卷四 大学(下)(第14/39页)
“吃菜吃菜,喝酒一点意思也没有。”龚竹举着筷子直笑。
回到宿舍里,子言觉着酒意有点上涌。她信步走下楼,踱到宿舍楼跟前一片小林子里,随便找了条长凳坐了下来。
夜空澄净,一轮极淡的圆月高悬,隐约的银色透过稀疏的树叶从头顶洒下来。三三两两的学生在树林外经过,不时有脚步声从林外传来。
恍然如梦,子言觉得有些迷惘,并不明亮的光线,陌生新奇的环境,都在告诉她,这里是北京。
她真的很想他,所以终于来到他所在的这个城市,因为近在咫尺的距离,这份想念越发变得浓郁。每一个经过的路人,稍稍有相似的身影都会令她心里一抽,下意识地寻找,下意识地回眸,然后习惯性地失望。
“子言。”在这个陌生的地方,这样称呼她的人只有季南琛一个。
她揉揉太阳穴,微笑着抬起头来,“季哥哥。”
季南琛的眼睛在夜色中漆黑如钻,随着她这一声称呼,眸子里一点星芒瞬间便黯淡下去,“子言,同学之间,还是叫我名字吧。”
“那你是要和我脱离兄妹关系了是吗?”子言稍稍调侃了他一句,想舒缓他显而易见流露在外的紧张情绪。
他明明是笑了,嘴角边噙着的却仿佛不是笑意,而是苦涩,“你总是能令我无可奈何。”
“坐吧。”子言拍拍身边的长凳,“站着说话累得慌。”
他缓缓坐下来。林子里有凉爽的晚风,吹起子言裙子的一角,膝盖有些凉意。她缩了缩,季南琛便往她身边轻轻挪近,没有说话。
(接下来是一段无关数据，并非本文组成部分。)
PR #1404, opened 2026-07-10
Destroy Game Piece When Falling of Map `[SYNTH-216]`

AlexD717:
## Task

SYNTH-216

## Symptom

Currently game pieces can be thrown out of the field and they will fall forever (which also breaks the camera if you are focused on a field).

## Solution

Destroy game pieces when their y level is below a certain amount.

## Verification

- [x] Dropping a game piece of the map (ex, using drag mode or ejecting it) results in it despawning
- [x] Robots still spawn back at their starting point (if they are holding a game piece it will respawn with them)

---

- [x] User-facing polish:

### DIFF
--- a/fission/src/mirabuf/MirabufSceneObject.ts
+++ b/fission/src/mirabuf/MirabufSceneObject.ts
@@ -107,6 +107,7 @@ class MirabufSceneObject extends SceneObject implements ContextSupplier {
     private _robotPreferences: RobotPreferences | undefined
 
     private _ejectables: EjectableSceneObject[] = []
+    private _gamePieces: Array<{ bodyId: Jolt.BodyID; rigidNode: RigidNodeReadOnly }> = []
     private _intakeSensor?: IntakeSensorSceneObject
     private _scoringZones: ScoringZoneSceneObject[] = []
     private _protectedZones: ProtectedZoneSceneObject[] = []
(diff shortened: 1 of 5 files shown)


fission/src/mirabuf/MirabufSceneObject.ts
```diff
@@ -175,6 +176,37 @@ class MirabufSceneObject extends SceneObject implements ContextSupplier {
...
+    public destroyGamePiece(bodyId: Jolt.BodyID): void {
+        const key = bodyId.GetIndexAndSequenceNumber()
+        const entry = this._gamePieces.find(g => g.bodyId.GetIndexAndSequenceNumber() === key)
+        if (!entry) return
+
+        // Unlikely that the game piece is in a scoring zone, but if it is, remove it from the zone's contact list
+        const zones = World.sceneRenderer.filterSceneObjects(
+            (x): x is ScoringZoneSceneObject => x instanceof ScoringZoneSceneObject
+        )
+        zones.forEach(zone => ScoringZoneSceneObject.removeGamepiece(zone, bodyId))
```
PepperLola, line 197: `removeGamepiece` currently only actually removes a gamepiece from the scoring zone if `!shouldPointsAccumulate` meaning otherwise the gamepiece body ID would stay referenced even after it's been removed from the scene.

PepperLola (commented):
Wouldn't robots respawning with the gamepiece they're holding be dependent on both the update order of their respective position trackers and whether the root node of the robot was above or below the gamepiece?

Also, gamepiece body IDs never get removed from the field's mechanism's nodeToBody map, meaning anything that would need to reference that later would end up with a bad body ID. It's also used a lot in multiplayer code, which means you could probably end up with ghost gamepieces. I think we should go back over a lot the spawning/configuring/destroying stuff we have and make sure it would all work in multiplayer if we end up deciding to pursue that again.

AlexD717:
> Also, gamepiece body IDs never get removed from the field's mechanism's nodeToBody map, meaning anything that would need to reference that later would end up with a bad body ID. It's also used a lot in multiplayer code, which means you could probably end up with ghost gamepieces. I think we should go back over a lot the spawning/configuring/destroying stuff we have and make sure it would all work in multiplayer if we end up deciding to pursue that again.

There isn't really any easy and clean way to destroy game pieces right now, sync with multiplayer. Removing it from the nodeToBody map causes errors. Rather than doing a scuffed implementation, I am going to hold off until PR #1393 (Game piece asset support) gets merged, which will make this easy and clean to implement.

AlexD717:
Waiting on proper gamepiece implementation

静谧的空气,有种微妙的感觉滋生,子言不安地移动了一下身体,随便找了个话题:“你们学校西门那座教学楼挺气派的啊。”
季南琛淳厚低沉的声音在暗夜里仿佛带了磁性,分外悦耳,“那是明德楼。除了这座教学楼,我们学校就没有什么优点了。你实在要参观,那只有一勺池和世纪馆可以看看。”
子言歪着头看着他笑,“你们R大要是没有看头,那我们学校就只好钻地缝了。”
他仿佛认起真来,叹口气说:“R大真没有什么看头,要参观还是B大更具有观赏性。”
子言低下头去,听他继续说:“其实R大有句顺口溜,食堂三层修电梯,一勺池底蓝漆,保研不看学分绩,男生不过一米七……”
子言忍不住咯咯笑起来,“那你可算是打破了你们学校的定律,难怪这么招女生喜欢。”
他淡淡一笑,伸手为她理了一缕飘散的头发,“招你喜欢就好。”
也许是酒精的缘故,子言并不觉得暧昧。她顺手自己理了理鬓发和刘海,懒洋洋地回答:“你是我哥,那是当然的了。”
“如果不是你哥呢?”他忽然发问,语调稍稍有些拔高。
“不是哥,还能是什么?”子言觉得脑子有些混乱。
“作为普通同学,子言,你会不会……喜欢我?”不知道什么时候,他离得她很近。他身上的气息很好闻,眼睛灼亮,像有两簇小火苗在跳跃。
她微笑起来,两眼眯成一条线,拿一根手指头放在唇边,轻轻嘘了一下,“别人我不知道,我只知道,龚竹就算不做你妹妹,她也一样喜欢你。”
他将她的手指轻轻拉开,摇摇头,眼神里流露出莫名的忧伤,“我没有问她,我问的,是你。”
她听得很清楚,季南琛在问她喜不喜欢他。她不是傻瓜,到了这一步,如果还不明白,那就真是迟钝得可怕了。
她承认,她是喜欢他的。无论是当朋友还是当哥哥,季南琛都称职得无可挑剔,在和他同窗的那些日子里,他多次帮过自己。虽然也曾经有过困扰过她的流言,给她带来过沉重的压力,可更多的却是感激与欢喜,还有小小的虚荣心——这么优秀的季南琛,居然会和她走得这样近。